# few pictures of my champagne D'Argent rabbits



## scfarmboy (Jan 16, 2012)

hi i decided to post a few pictures of my champagnes ive had them almost a month now and must say i really enjoy them  the pictures arent the best as i had to us my phone as i lost my  charger to my camera some how and will have to pick one up when i get paid this week  so for now these will half to do does  any one  else on here raise champagnes  
ps they are in my basement right now with heat lamps to keep the warm and waters from freezing


my 7 month old sr. buck Mr. whiskers






my two jr. does 3 1/2 months old


----------



## happyhensny (Jan 16, 2012)

They are so sweet!


----------



## flemish lops (Jan 19, 2012)

Very nice


----------



## Heartlandrabbitry (Jan 24, 2012)

I raise and breed Champs.


----------



## 2seth2 (Jan 26, 2012)

cute


----------



## DKRabbitry (Jan 27, 2012)

I raise champagnes as well.  They are my favorite 

Just curious, why do you feel you need heat lamps to keep them warm?  How cold is it in your basement?  and did the person you got them from keep them inside?
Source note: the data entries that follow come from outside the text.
Issue #827, opened 2020-01-06
Problem: no import/export for non-HD keys


tomtau:
reported by @leejw51crypto 
"for resync, user remove .storage then also wallet information also gone so separate storage for wallet, sync

for reference).storage/wallet <- for wallet.storage/sync <- for sync.cro_storage <- for chain"

yihuang:
`WalletState` and `SyncState` should be stored together, other stuff should be stored together.

yihuang:
We also need a backup for HD wallet, other than the mnemonic words, there are staking address count, transfer address count needs to backup, so when we restore, we have the same wallet.

PR #916, opened 2020-01-16
Problem(Fix #915): no delete wallet API

### LINKED ISSUE #915: Problem: no delete wallet API

yihuang:
Solution:
- Add delete wallet api to both cli and rpc.

### DIFF
--- a/client-cli/src/command/wallet_command.rs
+++ b/client-cli/src/command/wallet_command.rs
@@ -34,6 +34,11 @@ pub enum WalletCommand {
         #[structopt(name = "name", short, long, help = "Name of wallet")]
         name: String,
     },
+    #[structopt(name = "delete", about = "Delete wallet")]
+    Delete {
+        #[structopt(name = "name", short, long, help = "Name of wallet")]
+        name: String,
+    },
 }
 
 impl WalletCommand {
@@ -45,6 +50,7 @@ impl WalletCommand {
             WalletCommand::List => Self::list_wallets(wallet_client),
             WalletCommand::Restore { name } => Self::restore_wallet(wallet_client, name),
             WalletCommand::AuthToken { name } => Self::auth_token(wallet_client, name),
+            WalletCommand::Delete { name } => Self::delete(wallet_client, name),
         }
     }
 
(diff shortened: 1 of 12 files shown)


yihuang:
> Delete wallet is a very important action. Once deleted it would mean the funds are gone forever. This is the reason we didn't implement it in the first place.
> 
> How about deleted wallet is kept for certain period at least.

If the user already saved his mnemonic words safely, then it's not so dangerous.

calvinlauco:
> > Delete wallet is a very important action. Once deleted it would mean the funds are gone forever. This is the reason we didn't implement it in the first place.
> > How about deleted wallet is kept for certain period at least.
> 
> If the user already saved his mnemonic words safely, then it's not so dangerous.

Yes I agree, but this is not an easy assumption we can make 🙈

tomtau:
> > Delete wallet is a very important action. Once deleted it would mean the funds are gone forever. This is the reason we didn't implement it in the first place.
> > How about deleted wallet is kept for certain period at least.
> 
> If the user already saved his mnemonic words safely, then it's not so dangerous.

The default wallet option isn't deterministic, so has no seed and mnemonic words -- perhaps a delete for that type should be disabled until there's a "import/export keys" function?

yihuang:
> can you rebase the changes on the latest master?

done

yihuang:
> > > Delete wallet is a very important action. Once deleted it would mean the funds are gone forever. This is the reason we didn't implement it in the first place.
> > > How about deleted wallet is kept for certain period at least.
> > 
> > 
> > If the user already saved his mnemonic words safely, then it's not so dangerous.
> 
> The default wallet option isn't deterministic, so has no seed and mnemonic words -- perhaps a delete for that type should be disabled until there's a "import/export keys" function?

Maybe open another issue to import/export the basic wallet?

tomtau:
> > > > Delete wallet is a very important action. Once deleted it would mean the funds are gone forever. This is the reason we didn't implement it in the first place.
> > > > How about deleted wallet is kept for certain period at least.
> > > 
> > > 
> > > If the user already saved his mnemonic words safely, then it's not so dangerous.
> > 
> > 
> > The default wallet option isn't deterministic, so has no seed and mnemonic words -- perhaps a delete for that type should be disabled until there's a "import/export keys" function?
> 
> Maybe open another issue to import/export the basic wallet?

https://github.com/crypto-com/chain/issues/827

I suppose if you have had them a month now and they haven't had any issues with the heat they will be okay.  My rabbits are outside all year, so they are used to the cold when it is cold out.  If I need to bring one inside for any reason, they stay out on my back porch where it is cooler.   I have never needed to keep one warm that was over a week old.

I hope you enjoy your new bunnies.  Be careful, Champagnes are addicting!


----------